Tame the Ancient Grains
Posted by Geneviève Nadeau on Sep 12, 2012 | Food And Nutrition
You probably have a weak spot for rice or spaghetti. Beyond these starchy foods, however, exists a wide array of other nourishing cereal products that are just as likely to satisfy your taste buds. Do you know about “ancient grainsˮ? Quinoa, amaranthine, freekeh… Old, you say? They are finding their way to modern times! These unsung products are gaining in popularity because of their high nutritious value and their very subtle nut taste. These cereals dinstinguish themselves from maintsream ones like wheat, oatmeal, and corn because they have stayed true to their genetic footprint and were not modified. Do not let yourselves be intimidated by their out-of-the-box names… Dare to cook them and surprise your guests every time!
If you think that quinoa is a cereal, think again! It is a “pseudo cerealˮ, meaning it is the product of a plant from the same family as that of spinach and beet. We call quinoa a “super cerealˮ as research has shown that it can contain up to 50% more protein than other common cereals, as well as higher quantities of calcium, phosphorus, iron, and B12 vitamin. Cook it as you would rice (one part of quinoa for two parts of liquid), then serve it as a salad with diced tomatoes, citrus juice, garlic and fresh parsley. Use it to stuff roasted peppers or to replace oatmeal at breakfast.

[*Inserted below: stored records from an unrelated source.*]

Issue #1060, opened 2021-09-24
New Table A2 on Covid Tracker Page


bill-anderson:
Add a new interactive table below Table A1 on the Covid Tracker Page

- Title TBC
- The data for this table will be updated from DDW by analysts on a monthly basis to a CSV in GitHUB at the same time as the data for the main visualisation is updated.
- This CSV contains 6 columns: Reporting Organsation Reference, Name, Organisation Type, Transaction Type, Value $m, YYYYMM 
- The row labels in the table are populated from the Name column in the csv
- The column labels are populated from the YYYYMM column in the csv
- The value cells are populated from the Value $m column in the csv
- Two filter dropdowns limit the display: Organisation Type (values are Bilateral, IFI and Multilateral) and Transaction Type (values are Commitment and Spend)
- See Pivot table in attached file

[Tracker metadata.xlsx](https://github.com/devinit/ddw-analyst-ui/files/7212207/Tracker.metadata.xlsx)

k8hughes:
We will implement this as something simpler than a pivot table, instead just a table with drop downs powered by a CSV uploaded to github.

@akmiller01 has ideas about this

k8hughes:
@edwinmp to speak to Bill and Dean about this and include into the next sprint.

k8hughes:
@dean-breed will need to have completed the quality check work first for this.  SO revision to the post above, we can't work on this just yet, @dean-breed to let us know when unblocked

akmiller01:
Commenting to unstale. This'll require a bit more code than A1, but not much.

edwinmp:
[Here's](https://dev.devinit.org/admin/pages/2456/edit/) the pivot table, configured through a StreamField (for the most basic features). I'll add a toggle for the size on this one as well.
Let me know if there's anything else you need changed or added.

![image](https://user-images.githubusercontent.com/5672438/150333235-c2abd495-e961-4936-a6a8-36968e77c3f2.png)


![image](https://user-images.githubusercontent.com/5672438/150333467-4ac5ab7f-6a65-4459-9d60-c0429c8cdeb4.png)

dean-breed:
@bill-anderson do you think this should be All flows or just ODA?

bill-anderson:
Definitely all flows.

dean-breed:
@bill-anderson got it!

dean-breed:
@bill-anderson One final thing - do we want it by agency (like the example above) or by grouping (like the chart)?

[...]

PR #1088, opened 2022-01-10
Feature | Pivot Table

edwinmp:
Ticket #1060


ThatcherK:
@edwinmp ready fro review

edwinmp:
> @edwinmp ready fro review

@ThatcherK I've updated the CI to test the TS/JS ... that way if your local setup is not proper, u won't miss anything... there's plenty of errors in the current code. Look into those while I do a functional test

edwinmp (commented):
- Make the labels bold i.e `Row Labels`, `Grand Total`
- Give the `Grand Total` column label a `white-space: nowrap` style so that all the text is on a single line
- Format the numbers i.e instead of 1245, it appears as 1,245
- For the cell values, round up with no decimal places, and this is what you should use in the total i.e for 0.623, the display value should be 1

ThatcherK:
@edwinmp  ready for another review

A close cousin of quinoa, amaranthine is frequently used in gluten-free cuisine. It can sometimes de found in the form of a small puffed pearl, which can be eaten with cereal for breakfast. Aztecs were among the first to have used amaranthine. It benefited from a very good reputation with this people, since it gave them energy and improved the athletic performance of hunters and warriors. Nowadays, we eat it first and foremost for enjoyment! Dress amaranthine like rice, and add fresh fruit (strawberries, raspberries), black chocolate chips and an inkling of honey when you bake it. A delicious compromise for sweet-taste lovers!
New on the market, freekeh is actually a process which consists of grilling and drying wheat grains that have yet to mature. We also call it “Green Wheatˮ. To cook one cup (250 ml) of freekeh, you will need 2 ½ cups (625 ml) of water or sodium-reduced broth. Let it simmer at low heat until all of the liquid has been absorbed. In a casserole with sautéed vegetables and shrimps, or in an acorn squash as a side-dish to the meat of your choice, freekeh is guaranteed to be a crowd-pleaser. It will make you mad… in love!
From Yesterday, Still Great Today!
Other ancient cereals are resurfacing due to their healthy components: millet, buckwheat, kamut, spelt… Their existence can sometimes be traced back as far as 5,000 years B.C.! And since these types of cereals’ nutritional profile remains particularly surprising, we are not done talking about them in the future.